PR #40, opened 2018-09-14
Autorun conformance for newly created FHIR Servers

schreiaj:
Does support launching other tests as well as rerunning tests (so you could send someone a direct link to the test execution you're doing and it would run just as it did on your machine when you clicked the button)

autorun

### DIFF
--- a/lib/app/endpoint/home.rb
+++ b/lib/app/endpoint/home.rb
@@ -28,7 +28,7 @@ module Inferno
           url = url.chomp('/') if url.end_with?('/')
           @instance = Inferno::Models::TestingInstance.new(url: url, name: params['name'], base_url: request.base_url)
           @instance.save!
-          redirect "#{BASE_PATH}/#{@instance.id}/?autoRun=ConformanceSequence"
+          redirect "#{BASE_PATH}/#{@instance.id}/"
         end
 
         get '/:id/test_result/:test_result_id/?' do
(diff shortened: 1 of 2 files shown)


arscan:
A couple of problems:
* It will auto-scroll the page down to the conformance anchor, which loses the stuff on top.  I think this is disorienting for first visit
* Clicking the back button to get back to /inferno no longer works, because the page auto-redirects you forward.

Also, now that I see it, I'm not a huge fan of having all the tests run and show the conformance results, because then you hvae to scroll "way" down to see all the other sequences.  I think its useful to go to the page and have enough space on the page to see that that are quite a few tests (you get an overview before drilling in), instead of it getting dominated by one sequence that has already run.  (note, use an 'average' resolution to see this... obv it isn't a problem on 4k screens, but we shouldn't be optimizing for that).

Thoughts?

schreiaj:
I had a similar concern about the back button. I think I can remove the auto run state from browser history. I’ll dig into it. 

Short of having the conformance auto collapse the desire to show both those things doesn’t seem possible to do. We have to show one or the other. Or the test results. We’re gonna have to make a call on what’s priority here

I try to keep my windows small so I’m not testing on huge resolutions. I’ll do some testing with 1024x768 though.

arscan:
Yeah I don't know if there is a solution that doesn't involve tradeoffs.  All solutions I can come up with have problems (e.g. don't autoshow results breaks consistency, autoshowing results basically hides all but one sequence from a new user until they scroll, not autorunning forces user to do a click when we know they should be clicking).  Personally I'm leaning to not autorunning, making users click may be good to train them anyhow.

schreiaj:
I’d be inclined to agree. 

I’d suggest keeping the option to auto run in but disable by default. 

I’ll fix the history issue.

PR #44, opened 2018-09-21
Sequence metadata

arscan:
Refactor test metadata so that we have space for a lot more content in the interface.


radamson:
screen shot 2018-09-21 at 2 28 05 pm

arscan:
Fixed these three issues, thanks!

PR #148, opened 2019-02-25
Presets with s4s demo

abjonnes:
Hi again,

I've put together a small example of some additional functionality that we need in a test suite for use at S4S: the ability to store configurations for vendors, and to complete the authorization process in an automated fashion. I've included a configuration file for the [S4S reference implementations](https://github.com/sync-for-science/reference-stack-docker). I've also made a few rough changes to get the headless Chrome instance running in the Docker container.

### Vendor configurations
Vendor configurations are the same format as the existing batch script configuration with the addition of an optional `preset_name` in the root object. I've stored these "presets" in a `presets/` directory. The directory is scanned for the configuration files, and a dropdown is added to the home page allowing the user to select one.

image

When a preset is selected, Inferno populates the interface with the vendor's URI. Upon submission, the new testing instance will be populated with the data from the configuration.

image

The rest of the Inferno workflow is mostly unchanged, except for the registration and standalone launch sequences.

### Automated authentication
Since the testing instance now includes the `standalone_launch_script` from the configuration, Inferno automatically uses the script during the standalone launch sequence, requiring no input from the user.

---

If your team thinks this type of functionality is useful, S4S would be happy to collaborate further to refine and extend it. (This is my last week at S4S, but @jmandel and my eventual replacement will continue to work on adapting Inferno to meet our test suite needs!)

### DIFF
--- a/Dockerfile
+++ b/Dockerfile
@@ -6,3 +6,12 @@ RUN bundle install
 
 # Expose the port
 EXPOSE 4567
+
+RUN apt-get update
+RUN apt-get install -y libnss3 fonts-liberation libappindicator3-1 libasound2 libatk-bridge2.0-0 libgtk-3-0 libnspr4 libx11-xcb1 libxss1 libxtst6 lsb-release xdg-utils
+
+# Install Chrome
+RUN wget https://dl.google.com/linux/direct/google-chrome-stable_current_amd64.deb
+RUN dpkg -i google-chrome-stable_current_amd64.deb; apt-get -fy install
+
+ADD ./chromedriver /usr/local/bin
--- a/lib/app/endpoint/home.rb
+++ b/lib/app/endpoint/home.rb
@@ -1,5 +1,7 @@
 # frozen_string_literal: true
 
+require_relative '../utils/instance_config'
+
 module Inferno
   class App
     class Endpoint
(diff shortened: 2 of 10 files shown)


arscan:
We definitely want this functionality, thanks!  It may take a few days before we have a chance to review this though.

Question: did the chromedriver binary come from http://chromedriver.chromium.org/downloads ?

Looks like version of chromedriver depends on the version of chrome you are running, so we may need to be careful about getting the right versions (most recent chrome vs. a static copy of chromedriver). And if we already have 'downloading' in the workflow, perhaps we should download & unzip this file too, just so we don't have to redistribute it.  What do you think?

Sorry to hear you are moving on, thanks for all your contributions to this project!

abjonnes:
I fully agree with your suggestions about chromedriver! I hadn't paid much attention to that part, just threw something together quickly to get it working. Looking forward to your further feedback. 😃

arscan:
Does this include fixes for the Cerner & WebDriver issue you were observing @abjonnes?  Or is that still an open issue?

abjonnes:
It's still an open issue unfortunately. I didn't hear back from Jenni after my last email to you and her about it on January 29th. Did you get a chance to look at it yourself?

arscan:
Ok, thanks.  I have not unfortunately (sorry for that!).  I'll try to get to it as soon as I can.

radamson:
I'm going to close this PR as the code base has changed significantly since this PR and support for presets has been added in https://github.com/onc-healthit/inferno/pull/205.  There is still more that should be included relevant to this PR, including allowing presets to use WebDriver.

I opened a ticket (FI-382) for including WebDriver support and we can reopen this PR if there is any new activity updating this at that time.

PR #154, opened 2019-03-01
Extend search validation

czh-orz:
I'm adding a validate_resource_item function in each sequence that does a validate_search_reply. This makes it so each sequence has a way to validate search results based on its own structure. 

I still need to implement the date check, but I'm not sure how to check if a date time falls within a period. It should be easy to add later though. Not sure if this is time-sensitive so just creating a pull request now.

Things I'm not sure about: 
It looks like clinicalStatus in the condition resource should be a code, but in HSPC it's just a string.
Argonaut says category is a valid search parameter for careplan, but FHIR DSTU2 says it isn't.

### DIFF
--- a/lib/app/modules/argonaut/argonaut_allergy_intolerance_sequence.rb
+++ b/lib/app/modules/argonaut/argonaut_allergy_intolerance_sequence.rb
@@ -13,6 +13,13 @@ module Inferno
       requires :token, :patient_id
       conformance_supports :AllergyIntolerance
 
+      def validate_resource_item (resource, property, value)
+        case property
+        when "patient"
+          assert (resource.patient && resource.patient.reference.include?(value)), "Patient on resource does not match patient requested"
+        end
+      end
+
       details %(
         # Background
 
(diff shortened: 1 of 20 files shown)


arscan:
"It looks like clinicalStatus in the condition resource should be a code, but in HSPC it's just a string."

A [code is a primitive](http://www.hl7.org/fhir/DSTU2/datatypes.html#1.19.0.1.2) that is a simple string with a few other minor constraints (e.g. no whitespace).  I think you are confusing this with the [Conditon.code](http://www.hl7.org/fhir/DSTU2/condition-definitions.html#Condition.code) element, which confusingly has the type [CodeableConcept](http://www.hl7.org/fhir/DSTU2/datatypes.html#CodeableConcept), instead of being of type `code`.

So you are basically confusing a type with the name of an attribute that has a different type.  Don't worry, I think this is confusing too.

arscan:
I think we'll need to clean up how we access codes within CodeableConcepts, instead of grabbing `first` we should look for `any?`.  Also we probably should move over to using the [Safe Navigation Operator](http://mitrev.net/ruby/2015/11/13/the-operator-in-ruby/) now that we are Ruby 2.3+.  See my last commit to see what I'm talking about.

I think we are good enough on here for now.   Good job!

PR #156, opened 2019-03-04
Report test inputs

czh-orz:
Displays inputs in both the report and as a tab in the test case.


arscan:
screen shot 2019-03-04 at 1 56 07 pm

Looks like the fields are duplicated here.  Also, variables with colons in them seem to mess up the formatting.

PR #164, opened 2019-03-08
Add inferno instance uri to report.

arscan:
It would be useful to see in the report which operational system performed the tests, and be able to get back to the live instance.  This adds the URI to the report.

It also fixes a bug where on the report section, the report stated 'Step 4 of 4' incorrectly.

screen shot 2019-03-08 at 11 38 31 am


arscan:
Good idea.
screen shot 2019-03-08 at 1 42 33 pm

PR #165, opened 2019-03-08
open failed sequences correctly

czh-orz:
To reproduce, run the standalone launch sequence in the ONC module. The failed tests should be open and not just the first sequence.


arscan:
Confirmed that it works now, good catch.

PR #172, opened 2019-03-29
Show state changes

czh-orz:
Display state changes after running sequences.


arscan:
Looks great!  The idea of 'state changes' was a little confusing because the tab didn't show up sometimes when I was expecting because nothing changed (maybe because I was rerunning the test), so I just switched it to be 'output' for now and always printed what was `defined`.  We can see how things work in practice though.

PR #193, opened 2019-05-17
R4 test generator

arscan:


generators/argonaut-r4/generator.rb
```diff
@@ -0,0 +1,504 @@
...
+
+  is_first_search = search_test[:index] == '02' # if first search - fix this check later
+  if is_first_search then
+    search_test[:test_code] = %(
+        #{get_search_params(sequence[:resource], sequence[:profile], search_param[:names])}
+        reply = get_resource_by_params(versioned_resource_class('#{sequence[:resource]}'), search_params)
+        assert_response_ok(reply)
+        assert_bundle_response(reply)
+
+        resource_count = reply.try(:resource).try(:entry).try(:length) || 0
```
radamson: Do we want to use `#try` or the `&.` here?

arscan: We should get rid of the try's, but let's split this update out into the next PR.

PR #195, opened 2019-05-24
display fhir version

nicole-kennedy:
Displayed FHIR version in the heading:
fhir version

And on the index page: 
start testing

But not for SMART: 
smart


arscan:
Could you also put this on the index page as well?

Screen Shot 2019-05-24 at 10 55 21 AM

[ASSIGNED TASK] Your answer is a single number: the count of lines in the records holding the string "forward".

[RESPONSE] 2